I thank Kevin Young for kindly calling this paper to my attention and thinking that it ought to be discussed in this blog.
 

Caves captivate everybody. They are totally unlike our usual landscape, bewildering and chal­leng­ing in design. No wonder that they attract casual visitors and explorers alike. Among the latter, we count speleomicrobiologists who search such secluded environments for unusual microbiota. The subject is well developed and even the topic of specialized meetings (see for example here). But do not think that a cave is just a cave. Caves have a great variety of niches, each with its own micro­biome.
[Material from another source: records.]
PR #488, opened 2020-12-02
Reduce Patroni priviliges in k8s cluster

katrybacka:


katrybacka:
recheck ha

katrybacka:
recheck ha

pkg/controller/postgres/postgres_controller.go
```diff
@@ -272,6 +274,119 @@ func (r *ReconcilePostgres) ensureServicesExist(postgres *contrail.Postgres) (le
...
+	err = r.client.Get(context.TODO(), types.NamespacedName{Name: clusterRoleBindingName}, existingClusterRoleBinding)
+	if errors.IsNotFound(err) {
+		clusterRoleBinding := &rbac.ClusterRoleBinding{
+			TypeMeta: meta.TypeMeta{
+				APIVersion: "rbac/v1",
+				Kind:       "ClusterRoleBinding",
+			},
+			ObjectMeta: meta.ObjectMeta{
+				Name: clusterRoleBindingName,
+			},
```
psykulsk, line 370: Shouldn't there be a namespace here? Because now the permissions are granted for objects across all namespaces. Is that intentional?

katrybacka: No, no, clusterrole is not namespace-scoped, the subject is namespace-scoped

psykulsk: Hmm, I found this example in k8s docs and it looks like the binding has to be namespace-scoped for the permissions to be granted only in that namespace. Have a look. But perhaps I'm wrong.

https://kubernetes.io/docs/reference/access-authn-authz/rbac/#rolebinding-example
```
apiVersion: rbac.authorization.k8s.io/v1
# This role binding allows "dave" to read secrets in the "development" namespace.
# You need to already have a ClusterRole named "secret-reader".
kind: RoleBinding
metadata:
  name: read-secrets
  #
  # The namespace of the RoleBinding determines where the permissions are granted.
  # This only grants permissions within the "development" namespace.
  namespace: development
subjects:
- kind: User
  name: dave # Name is case sensitive
  apiGroup: rbac.authorization.k8s.io
roleRef:
  kind: ClusterRole
  name: secret-reader
  apiGroup: rbac.authorization.k8s.io
```

katrybacka: but it is a rolebinding what you send and  it is namespace-scoped, I create CLUSTERROLEBINDING and it is not namespace-scoped

psykulsk: Right, my bad, sorry :D

psykulsk (approved):

kaweue (approved):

Here we will deal with one kind of cave formation, the 'moonmilk speleothems.' Qu'est-ce que c'est, you ask.
 

Speleothems ?

Figure 1. Moonmilk in the Charlottenhöhle near Giengen-Hürben, Germany. Source. Frontpage: Not a speleothem (Elio's pho­to)

Speleothems, a term that I had not encountered before. It refers to secondary mineral deposits in caves (from the Greek σπήλαιον for cave, "them" from θέμα, for deposit). Think stalagmites and stalactites. According to Wikipedia, there are 319 known varieties of speleothems, most made of calcium carbonate in the form of calcite or gypsum.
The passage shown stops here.